Prof. Sakai
General goal and approaches of our lab
The general goal of our lab is the 3D organization of cultured
organ/tissue-derived cells such as liver or pancreas cells in various
scales for regenerative medicine and cell-based assay for drug or
chemical screenings without having to resort to animal testing. In our
body,
- Cells are hierarchically organized at a very high cell density
- The vascular system consistently supplies nutrients and removes
waste/metabolites, thus attaining very high per-volume-based
functionality.
However, full arrangement of such vascular systems in vitro is a
challenging task to achieve due to the complexity of to simultaneously
optimizing 3D high-density cellular organization and mass transfer
between the cells and flow channels.
The most important step is to overcome the conflicting issues in
various scales required by relevant applications. I believe academic
knowledge of chemical engineering will give the basis for the
optimization. For example, if we intend to organize large tissue
equivalents for implantation therapy, the tissue should at least be
arranged with a 3D branching/joining flow channel network as in vivo
vasculature and the channels should be perfused with suitable culture
medium containing oxygen carriers. Also, in order to make a small
tissue for cell-based assays, we have to organize the cells to create
an environment that the cells reorganize as their original tissues. At
the same time, we need to pay special attention to mass transfers
between the cells and the incubation medium, so that various kinetic
parameters concerning metabolism are the same as those obtained in
vivo. Chemical engineering undeniably gives a firm basis not only for
analysis/description of these issues but also for further optimization
and designing the suitable tissue-based devices/systems in various
scales.
In order to realize cultured cell-based therapy or assays, we need to
integrate knowledge and technologies from various disciplines in a
well-balanced manner; that is, basic biology of growth,
differentiation and maturation of human stem cells or organ
progenitors, advanced engineering such as micropatterning,
microfluidics, microfabrication or biomaterials, and medical or
pharmaceutical knowledge about diseases and responses against therapy
or administration of drugs. Due to the increasing complexity and
versatility of current science and engineering, it is difficult to
integrate the necessary technologies in one laboratory.
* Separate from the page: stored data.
PR #198, opened 2019-05-23
Updated default FrameMetaData constructor arguments (data type & compression)

skyfrench:
The default constructor for FrameMetaData currently sets the following:

        data_type_(raw_8bit),
        compression_type_(no_compression),

This should be changed to:

        data_type_(raw_unknown),
        compression_type_(unknown_compression),

so that if this constructor is used, nothing is assumed about the data or compression prior to the explicit set calls.


ajgdls:
Given that we have 80% approval from 2 weeks shouldn't we merge this?

skyfrench:
I was holding out for 100% :)

timcnicholls:
Pinging @ANeaves to do the honourable thing :wink:

Issue #36, opened 2017-06-22
Make acquisition ID a first class buffer parameter


timcnicholls:
A number of detectors implementing plugins for odin-data make use of an 'acquisition ID' (approx equivalent to a run number) to correctly handle  file writing operations during pipelined acquisition sequences. This ID may or may not originate from the detector itself. 

At present, the is no core header information passed in a shared memory buffer between FR and FP; each detector defines a FrameHeader structure in its common definitions. odin-data should define a common header struct, which would be inserted into the start of each frame header. This would include the acquisition ID as a field; on a system where it is not needed/used, the field can be left at a default value (-1?).

timcnicholls:
After discussion on the meaning and data type for acquisition_id, decision was taken to NOT make this a first class parameter and establish a core header. Instead, the decoder plugins for each detector that requires the concept should implement the appropriate type in their buffer headers, to be extracted, parsed and formatted as appropriate into the string acquisition_id field in the FP Frame object.

PR #199, opened 2019-06-05
integration testing

skyfrench:
I've made a stab at some integration testing for discussion.

Added 'integrationTest' to the test directory.

Created two new executables: 'odinData' and 'frameTests'

bin/odinData:

- configured with an ini file (specifying receiver, processor and simulator options)
- launches a frameReceiver and a frameProcessor
- runs a frameSimulator
- writes frames to hdf5 file

bin/frameTests

- boost test framework
- configured with an ini file (specifying expected contents of hdf5 file)
- compares hdf5 properties with expected properties

These two run after the frameReceiver and frameProcessor tests.

Notes:
- It has currently just been tested against excalibur (see [excalibur-detector #36](https://github.com/dls-controls/excalibur-detector/pull/36)).
- The configuration files for the specific detector are in the detector repository (e.g. excalibur-detector/data/test/integrationTest/config); but the odin-data repository has had to be 'polluted' with some knowledge of excalibur (.travis.yml, .travis-install-excalibur.sh and additional dependencies, travis now installs excalibur).
- Would imagine similar files are added to each detector we want to include in the standard integration testing; perhaps also a dummy detector?

Hopefully this isn't a complete swing and a miss and is a starting point for what we want ...


skyfrench:
> * I was a bit confused by the naming and structure of the test apps. I think `odinData` is misleading as it makes it sound like the core application for the framework, which it isn't (yet 😉). I also didn't quite understand why it's factored into two executables, one driving by the unit test framework. I'd float the idea that the whole integration test (`odinDataTest`??) - run the apps and check the output file - would be better served by a single executable.

I've renamed the test app 'odinDataTest' as suggested. This now launches the frame test app at the end. I factored it into two executables as it seemed to me that for code development (rather than the CI testing on travis) it might be useful to be able to run one and not the other. 'odinDataTest' was written as a way to quickly run up the three applications (receiver, processor & simulator) with a set of configurations. Then 'frameTests' was written as an application to quickly test that the contents of a HDF5 file match expectation.

> * I think we should avoid polluting this repo with any external detector dependencies. Otherwise we'll end up with an increasingly long list of dependencies, not all under the control of the core odin-data team, all of which have the potential to cause the odin-data CI to fail independent of any core changes. Those detector repos should test their own specific functionality and plugins by running this integration test app from their own CI jobs ,with their own configuration, against a specific release of odin-data. We should then, as part of odin-data, implement sufficiently capable dummy plugins (e.g. for receiving generic streams of frames from UDP or 0MQ) that allow a generic CI test to properly test odin-data. I'd be happy to contribute a UDP decoder and processing plugin pair at the very least.

The latest commits remove the excalibur test (and associated files). The CI test in excalibur-detector now runs these applications instead. Once we've got suitable dummy plugins and a matching simulator we can run that as part of the odin-data CI test as suggested.

> * We have a ticket open (my task) to migrate away from INI-style config files to JSON, so perhaps you could steal a march on that and lead the way into a brighter future?

I'll make a start ... 

> * I was caught out by the env variable substitution in the config files. If I run without INSTALL_PREFIX or EXCALIBUR_PREFIX set, I get a strange error output:
> 
> ```
> 0 [0x7f9ecd439d00] DEBUG Test.App null - Reading config file test_config/excalibur.ini
> 1 [0x7f9ecd439d00] ERROR Test.App null - Caught unhandled exception in FrameTestApp, application will terminate: basic_string::_S_construct null not valid
> terminate called after throwing an instance of 'std::logic_error'
>   what():  basic_string::_S_construct null not valid
> Aborted (core dumped)
> ```
This error is now caught!

> * Elsewhere we use string substitution in the CMake install step to write paths explicitly into installed config files, which we could also consider using here. Although having env variable substitution is quite nice too...

I've left the environment variable substitution in currently - happy to go with whatever is preferred ...

PR #203, opened 2019-06-12
Return strings for datatype and compression in request config

MattTaylorDLS:
The config for these was changed from int to string, but they are still being reported as ints in the request_configuration message.

### DIFF
--- a/frameProcessor/src/FileWriterPlugin.cpp
+++ b/frameProcessor/src/FileWriterPlugin.cpp
@@ -354,10 +354,10 @@ void FileWriterPlugin::requestConfiguration(OdinData::IpcMessage& reply)
   std::map<std::string, DatasetDefinition>::iterator iter;
   for (iter = this->dataset_defs_.begin(); iter != this->dataset_defs_.end(); ++iter) {
     // Add the dataset type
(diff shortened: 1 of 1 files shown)


MattTaylorDLS:
> Should the blosc compressor and blosc shuffle also have similar string enum types?

Not sure, depends if we're happy that they can be enums as they're not top level, or if we want it consistent across all input parameters.

ajgdls:
I guess I vote that all enums should be consistent, we still need to set those from the control API.

MattTaylorDLS:
Would we want to do that on this PR, or create a new one?

MattTaylorDLS:
Looking at the code, the slight difference between the datatype/compression and the blosc settings, is that the datatype and compression are enums we've made up, whereas the blosc settings are values i don't think we've made up, which are set straight to the cd_values as ints for when blsoc_compress() is called

ajgdls:
Yes I see the difference.  It's just a point to note that these would be easier to understand as String enum API calls.

However this could be a different PR, it is not necessary for this one.  Although I made the comment I also approved so go ahead and merge, fine with me.

MattTaylorDLS:
I've created an issue for it (#204)

PR #210, opened 2019-07-09
Stop live view resetting endpoint if reconfigured without an endpoint

### LINKED ISSUE #209: LiveViewPlugin resets endpoint to default when any other parameter configured
I believe this logic was added to delay the endpoint initialisation and avoid processes trying to bind to the same endpoint as soon as they startup. The simplest fix would be to only set the endpoint to default if it is not already set when the first message comes in.

https://github.com/odin-detector/odin-data/blob/ec4b87c90924aabc814cbeb6d940984a54ad5eaa/frameProcessor/src/LiveViewPlugin.cpp#L161-L168

The Kafka plugin has a similar problem where really we would like to pass arguments to the constructor, but are instead passing them to configure and just restricting them from being set more than once. Perhaps we need an API that allows for a one time initial configuration.

ANeaves:
Fixes #209

### DIFF
--- a/frameProcessor/src/LiveViewPlugin.cpp
+++ b/frameProcessor/src/LiveViewPlugin.cpp
@@ -162,7 +162,7 @@ void LiveViewPlugin::configure(OdinData::IpcMessage& config, OdinData::IpcMessag
     {
       set_socket_addr_config(config.get_param<std::string>(CONFIG_SOCKET_ADDR));
     }
-    else if (is_bound_ == false) //do not default if the socket is already bound
+    else if (not is_bound_) //do not default if the socket is already bound
     {
       set_socket_addr_config(DEFAULT_IMAGE_VIEW_SOCKET_ADDR);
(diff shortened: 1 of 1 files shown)


frameProcessor/src/LiveViewPlugin.cpp
```diff
@@ -162,7 +162,7 @@ void LiveViewPlugin::configure(OdinData::IpcMessage& config, OdinData::IpcMessag
     {
       set_socket_addr_config(config.get_param<std::string>(CONFIG_SOCKET_ADDR));
     }
-    else
+    else if (is_bound_ == false) //do not default if the socket is already bound
```
GDYendell: Maybe `if (not is_bound)`? Although it sounds awkward.

ANeaves: Didn't know those sort of keywords exist in c++, neat

PR #211, opened 2019-08-01
Prevent unexpected frames being shown as error when not writing

MattTaylorDLS:


frameProcessor/src/FileWriterPlugin.cpp
```diff
@@ -693,9 +693,17 @@ bool FileWriterPlugin::frame_in_acquisition(boost::shared_ptr<Frame> frame) {
...
       std::stringstream ss;
       ss << "Unexpected acquisition ID on frame (" << frame_acquisition_ID << ")";
-      set_error(ss.str());
-      ss << " for frame " << frame->get_frame_number();
-      LOG4CXX_WARN(logger_, ss.str());
+      if (writing_)
+      {
+        set_error(ss.str());
+        ss << " for frame " << frame->get_frame_number();
+        LOG4CXX_WARN(logger_, ss.str());
```
GDYendell: `set_error` will log an error message, so you probably don't want the WARN.

I also wonder if we should just not put the frame number in the error message and always print debug with the frame number. If you run a scan at 500Hz it's going to print a lot of messages before you realise and they won't be filtered because they will all be unique. I think one message without the frame number would be sufficient to figure out the problem.

MattTaylorDLS: The problem with relying on set_error to log, is that if there is already an error there (e.g. from a previous aquisition that hasn't been cleared, then it won't even log the error, and so there won't be any indication that something went wrong in this acquisition. Having the frame number in the log message has also been useful in the past for being able to easily determine which frames were missed.

ajgdls: I think that if the error has not been cleared then there should be red indicators on the screen?  Hopefully(?) the higher level code is checking there are no errors before attempting to start.

MattTaylorDLS: yes there are the errors on the screen. at the moment the higher level code isn't checking that. Do we want to be reliant on higher level code behaving? And if it doesn't, then we don't give any indication as to why we haven't written frames we've been given?

ajgdls: I agree don't rely on anything...

GDYendell: We should probably check that the current error is equal and if not the set it, rather than just have we ever had the error. Then we know that most recent error is what is displayed on the screen. I think it is important to not log the same error over and over again.

MattTaylorDLS: It could be the case that the current error is the same though, but is from a previous acquisition, but we still want to log that this acquisition has also failed for the same reason.

GDYendell: Yes, but that error will still be displayed on the screen, so we will know that is still the reason it is not working.

MattTaylorDLS: But when Data Analysis say "What happened on acquisition xyz_123, we can't see any frames?" 2 weeks later, as they do quite a lot at the moment, there won't be any indication in the logs as to anything happening. We won't be able to tell if the frames even made it to the processor.

GDYendell: Ah I see... But, would that will be in the debug logs on graylog?

MattTaylorDLS: not if i take out the LOG_WARN that you're suggesting!

GDYendell: But the DEBUG would still be there.

MattTaylorDLS: It only does the DEBUG if it's not currently writing (and DEBUG isn't sent to graylog anyway). In the meeting we agreed that we wouldn't really care if odin wasn't set up to write, so would just log to DEBUG. If we were writing, then we should log to WARN.

GDYendell: OK I'm on board. We don't log DEBUG to graylog, so we can't send different level messages to graylog and console.

PR #267, opened 2021-02-19
Added webp repsponse type to live view to fix bug on Firefox

### LINKED ISSUE #225: Live View does not work in Firefox 68, potentially other versions as well
Live view has stopped working in Firefox, likely since version 65. When requesting an image, it receives a HTTP error code 406 - Not Acceptable.

This is because Firefox has changed the default Accept types in it's headers when requesting an image. The response type produced by the Live View Adapter for the image is `image/*`. Since Firefox 65, the default img accept types are `image/webp` or `*/*`, neither of which now match the response type.

Possible solutions are to support the `image/webp` type, or to find a way to set the accept header for the image so that it does not default to the types set by Firefox.

ANeaves:
Closes #225

### DIFF
--- a/tools/python/odin_data/live_view_adapter.py
+++ b/tools/python/odin_data/live_view_adapter.py
@@ -58,7 +58,7 @@ class LiveViewAdapter(ApiAdapter):
 
         self.live_viewer = LiveViewer(endpoints, default_colormap)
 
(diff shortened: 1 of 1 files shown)


timcnicholls (approved):
Tested with Firefox and recent odin-control - works fine

PR #270, opened 2021-03-18
Clean up frameReceiver and frameProcessor startup error handling and reporting

timcnicholls:
This PR addresses issues in the error handling and logging in the frame receiver and processor startup where the command line arguments are incorrect.

At present, the behaviour of the two applications is inconsistent. The FR doesn't report an error at all, while the frame processor buries the message in a traceback handler as an uncaught exception propagates up the call stack. For instance:
```
$ bin/frameReceiver --config
log4cxx: No appender could be found for logger (FR.App).
log4cxx: Please initialize the log4cxx system properly.
$
```
and
```
$ bin/frameProcessor --config
log4cxx: No appender could be found for logger (FP.App).
log4cxx: Please initialize the log4cxx system properly.
terminate called after throwing an instance of 'boost::exception_detail::clone_impl<boost::exception_detail::error_info_injector<boost::program_options::invalid_command_line_syntax> >'
  what():  the required argument for option '--config' is missing
Caught signal 6 (SIGABRT)
stack trace:
bin/frameProcessor(_ZN8OdinData17print_stack_traceEP8_IO_FILEj+0xca)[0x49d6f7]
bin/frameProcessor(_ZN8OdinData13abort_handlerEiP9siginfo_tPv+0xc6)[0x49d825]
/lib64/libpthread.so.0(+0xf630)[0x7f2b86722630]
/lib64/libc.so.6(gsignal+0x37)[0x7f2b856653d7]
/lib64/libc.so.6(abort+0x148)[0x7f2b85666ac8]
/aeg_sw/tools/CentOS7-x86_64/gcc/9-3-0/prefix/lib64/libstdc++.so.6(+0x99286)[0x7f2b85fb1286]
/aeg_sw/tools/CentOS7-x86_64/gcc/9-3-0/prefix/lib64/libstdc++.so.6(+0xa5346)[0x7f2b85fbd346]
/aeg_sw/tools/CentOS7-x86_64/gcc/9-3-0/prefix/lib64/libstdc++.so.6(+0xa53b1)[0x7f2b85fbd3b1]
/aeg_sw/tools/CentOS7-x86_64/gcc/9-3-0/prefix/lib64/libstdc++.so.6(__cxa_rethrow+0x49)[0x7f2b85fbd699]
bin/frameProcessor(main+0x13a1)[0x4a9ea7]
/lib64/libc.so.6(__libc_start_main+0xf5)[0x7f2b85651555]
bin/frameProcessor[0x46f0e9]
$
```
The frame processor also has a logic error where, if an exception is correctly caught during argument parsing, the application continues to attempt to initialise but crashes as the number of iothreads default value has not been set.

To resolve the problems this PR makes a number of changes:

1. In both apps, define a default log4cxx basic configuration as early as possible in the application initialisation to log messages can still be emitted to stdout before the log4cxx config file is parsed and applied.
2. Refactor the FP startup process to be more symmetric with the FR by simplifying `main` to parse arguments and then instantiate a `FrameProcessorApp` object to run the application.
3. If the FP argument parsing fails and doesn't yield a sensible default configuration that would result in a runnable application, quit cleanly with a non-zero exit code.

```
$ bin/frameReceiver --config
4 [0x7f61d2c408c0] ERROR FR.App null - Got exception during command line argument parsing: the required argument for option '--config' is missing
$ echo $?
1
$
```
and
```
$ bin/frameProcessor --config
3 [0x7f8a73ffe8c0] ERROR FP.App null - Got exception during command line argument parsing: the required argument for option '--config' is missing
$ echo $?
1
$
```


frameProcessor/include/FrameProcessorApp.h
```diff
@@ -0,0 +1,50 @@
...
+private:
+
+  LoggerPtr logger_;                    //!< Log4CXX logger instance pointer
+  std::string json_config_file_;        //!< Full path to JSON configuration file
+  static boost::shared_ptr<FrameProcessorController> controller_; //!< FrameProcessor controller object
+  boost::program_options::variables_map vm_; //!< Boost program options variable map
+};
+
+} // namespace FrameProcessor
+#endif /* FRAMEPROCESSOR_APP_H */
```
GDYendell, line 50: No newline

frameProcessor/include/FrameProcessorApp.h
```diff
@@ -0,0 +1,50 @@
...
+
+  void checkNoClientArgs();
+
+  void run();
+
+private:
+
+  LoggerPtr logger_;                    //!< Log4CXX logger instance pointer
+  std::string json_config_file_;        //!< Full path to JSON configuration file
+  static boost::shared_ptr<FrameProcessorController> controller_; //!< FrameProcessor controller object
```
GDYendell, line 45: Why is this static (out of curiosity)?

GDYendell (approved):
All looks very reasonable to me

frameProcessor/include/FrameProcessorApp.h
timcnicholls: Thanks - now fixed

frameProcessor/include/FrameProcessorApp.h
timcnicholls: Ah good spot. It's copied from the FR where it is done so that the interrupt signal handler can invoke the `stop` method on the controller from global scope without an object reference, i.e. https://github.com/odin-detector/odin-data/blob/253d1ed4cf3038d318571ddc096ce2ef3f8cc3eb/frameReceiver/src/FrameReceiverApp.cpp#L418-L429 

Maybe we need to add a handler to the FP and call `shutdown()` on the FP controller? @ajgdls thoughts ??

timcnicholls: OK, I've tried implementing a signal handler for the FP in the same way, where `FrameProcessorApp::stop()` calls `controller_->shutdown()` , which returns OK but the application doesn't quit, presumably as not all threads have been joined. Since the FP terminates cleanly on Ctrl-C without the handler anyway, and the `static` definition is benign, I propose to leave this as it is, unless @ajgdls objects.

ajgdls (approved):
I like it

Issue #271, opened 2021-03-19
Frame receiver no longer sets UDP receive socket buffer size correctly


timcnicholls:
A regression entered the FR code with commit ae5d58e027f01ec20ba7dd7a305b0f4d75d52008, merged with the integration test PR #215 and released with 1.5.0 where the `setsockopt` option name `SO_RCVBUF` was replaced with `SO_REUSEADDR`: 

https://github.com/odin-detector/odin-data/blob/38f84d84be01b167e0909862c45f654f96d35d93/frameReceiver/src/FrameReceiverUDPRxThread.cpp#L51-L64

This prevents the UDP receive thread from setting the receive buffer size on the packet receive socket. This should be reverted.

Reported by @wnichols1

timcnicholls:
Fixed by #272

PR #272, opened 2021-03-19
Restore set/get of SO_RCVBUF socket option in frame receiver UDP RX thread

timcnicholls:
This PR addresses #271 and fixes the regression in setting the receive buffer size on the UDP socket in the receive thread of the frame receiver.

The readback/reporting of the buffer size now also includes a divide by two to account for the kernel allocation behaviour, so that the true buffer size available is reported in matches the requested size.

### DIFF
--- a/frameReceiver/src/FrameReceiverUDPRxThread.cpp
+++ b/frameReceiver/src/FrameReceiverUDPRxThread.cpp
@@ -49,7 +49,7 @@ void FrameReceiverUDPRxThread::run_specific_service(void)
     }
 
     // Set the socket receive buffer size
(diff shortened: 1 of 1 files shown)


ajgdls (approved):

ulrikpedersen (approved):
That is indeed the change we've discussed on slack and in meeting yesterday 👍

GDYendell:
Is it possible to use both of these options?

timcnicholls:
I'm not sure what you mean @GDYendell ?

GDYendell:
Sorry. Is it possible to keep SO_REUSEADDR enabled rather than replacing it?

timcnicholls:
SO_REUSEADDR has no utility on a UDP socket unless you're attempting multicast, to allow multiple processes to bind to the same port. The TIME_WAIT issue only affects closing TCP sockets.

GDYendell:
Ahh. Yes OK, I didn't spot that this is only in the UDP child class.

PR #278, opened 2021-03-26
Migrate odin-data CI tests from travis to Github actions

timcnicholls:
This PR migrates the odin-data CI workflow from travis to Github actions. A simple action workflow, which checks out, builds, installs and tests odin-data is implemented, along with associated fixes (CMake rules, library link order, test job config) required to make the workflow operate on the newer Ubuntu OS provided by the GH CI runners.


ulrikpedersen:
Looks good. All tests are passing so there is a nice green tickbox. What happens when a test fails? Do we get a nice'n easy view of which one?

ulrikpedersen (commented):
You run the tests with `--log_level=all` which produces 1000s of lines of output with the test failed/passed messages somewhere in between. I think that's more like debug output. Is that a concious decision to enable here?

GDYendell:
Can we apt install the kafka libraries so that it can build the plugin? Do we get rid of the travis-install* scripts if we are going to rely on apt install for packages?

timcnicholls:
> You run the tests with `--log_level=all` which produces 1000s of lines of output with the test failed/passed messages somewhere in between. I think that's more like debug output. Is that a concious decision to enable here?

It was just copying what the old Travis job did, but I can easily turn that off.

timcnicholls:
> Can we apt install the kafka libraries so that it can build the plugin? Do we get rid of the travis-install* scripts if we are going to rely on apt install for packages?

Good spot. I will look into that now. Yes, in principle we can delete all of the travis scripts once we're happy.

timcnicholls:
> Looks good. All tests are passing so there is a nice green tickbox. What happens when a test fails? Do we get a nice'n easy view of which one?

Yes, if a step in the workflow fails (e.g. non-zero exit code on unit test job) that is flagged in the workflow output and you can inspect the output. I don't have an example of a single test case failing, but you can see an example of how a step-level failure looks in an earlier run here: https://github.com/odin-detector/odin-data/runs/2167908992?check_suite_focus=true

.github/workflows/test_odin_data.yml
```diff
@@ -0,0 +1,59 @@
...
+          INSTALL_PREFIX: ${{ env.INSTALL_PREFIX }}
+        run: |
+          cd build
+          bin/frameReceiverTest --log_level=all
+      - name: Run frame processor unit tests
+        env:
+          INSTALL_PREFIX: ${{ env.INSTALL_PREFIX }}
+        run: |
+          cd build
+          bin/frameReceiverTest --log_level=all
```
ajgdls, line 44: I think that should say bin/frameProcessorTest

ajgdls (changes requested):

timcnicholls:
OK I've address the issues raised. Thanks for the feedback. Concerning suppressing the logging output from the unit test jobs. That works fine, but it highlights slightly contradictory output from the FP file writer test cases, where expected errors are logged in deliberate test cases  just before the job finishes and says "No errors detected": 

https://github.com/odin-detector/odin-data/runs/2226288858?check_suite_focus=true 

This is correct behaviour - before it was hidden by the reams of other log messages - but is this a potential source of confusion?

ulrikpedersen:
> > Looks good. All tests are passing so there is a nice green tickbox. What happens when a test fails? Do we get a nice'n easy view of which one?
> 
> Yes, if a step in the workflow fails (e.g. non-zero exit code on unit test job) that is flagged in the workflow output and you can inspect the output. I don't have an example of a single test case failing, but you can see an example of how a step-level failure looks in an earlier run here: https://github.com/odin-detector/odin-data/runs/2167908992?check_suite_focus=true

Cool 👍  

I think maybe a nice-to-have future feature would be a nicely formatted, generated unittest and maybe coverage report straight from the github actions. I'm sure there must be some ready-made github actions out there that do that... Of course that's feature-creep and not for this PR! 😃

ulrikpedersen:
> OK I've addressed the issues raised. Thanks for the feedback. Concerning suppressing the logging output from the unit test jobs. That works fine, but it highlights slightly contradictory output from the FP file writer test cases, where expected errors are logged in deliberate test cases just before the job finishes and says "No errors detected":
> 
> https://github.com/odin-detector/odin-data/runs/2226288858?check_suite_focus=true
> 
> This is correct behaviour - before it was hidden by the reams of other log messages - but is this a potential source of confusion?

oh yeah, that is a bit confusing but hard to see how to "fix" as it is correct behaviour - becasue we're testing error cases. If we tweak the output then we'd lose a good trace when a "real" error do happen, right?

timcnicholls:
> EDIT: maybe we could add a log message in the test framework to make it clear that the following trace output is testing an error case and expected?

How about this:
```
Running 32 test cases...
**********************************************************************
*                                                                    *
* *** Starting HDF5File unit tests - ERROR messages are expected *** *
*                                                                    *
**********************************************************************

ERROR - HDF5 Function Error: (Failed to create HDF5 file) in /aeg_sw/work/users/tcn45/develop/projects/odin/odin-data/frameProcessor/src/HDF5File.cpp:163: size_t FrameProcessor::HDF5File::create_file(std::string, size_t, bool, size_t, size_t)
...
<snip>
...
*** No errors detected
```

timcnicholls:
> Perhaps the 'fix' is int the last line? `This warning is for project developers. Use -Wno-dev to suppress it.`

This only seems to happen on the CMake version on the test runners. My Ubuntu machine doesn't do the same. But I've fixed this by renaming `cmake/FindLog4CXX.cmake` to `cmake/FindLOG4CXX.cmake` so that the package name is capitalised consistently.

ulrikpedersen:
> > Perhaps the 'fix' is int the last line? `This warning is for project developers. Use -Wno-dev to suppress it.`
> 
> This only seems to happen on the CMake version on the test runners. My Ubuntu machine doesn't do the same. But I've fixed this by renaming `cmake/FindLog4CXX.cmake` to `cmake/FindLOG4CXX.cmake` so that the package name is capitalised consistently.

Ah OK, I expected this was a complex CMake code change 🤣

GDYendell (approved):

ulrikpedersen (approved):

ajgdls (approved):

We are
therefore actively organizing and participating in collaborations with
various research groups. To efficiently perform such
objective-oriented integration, we use the objective-oriented frame of
mind of chemical engineering. For example, we first set a final goal,
then layout all the necessary knowledge and technologies with
appropriate time points, and finally we implement the research and
development along the roadmap. By doing this, the time for achieving
the goal is minimized and even if some novel but unanticipated
innovation emerges in related areas, we can judge the feasibility of
relevant innovation. Even for regenerative medicine and development of
cell-based assays, setting our basis on the chemical engineering
discipline is important. Indeed, cell-culture related chemical
engineering encompasses the basic biological findings and their
applications via advanced engineering technologies.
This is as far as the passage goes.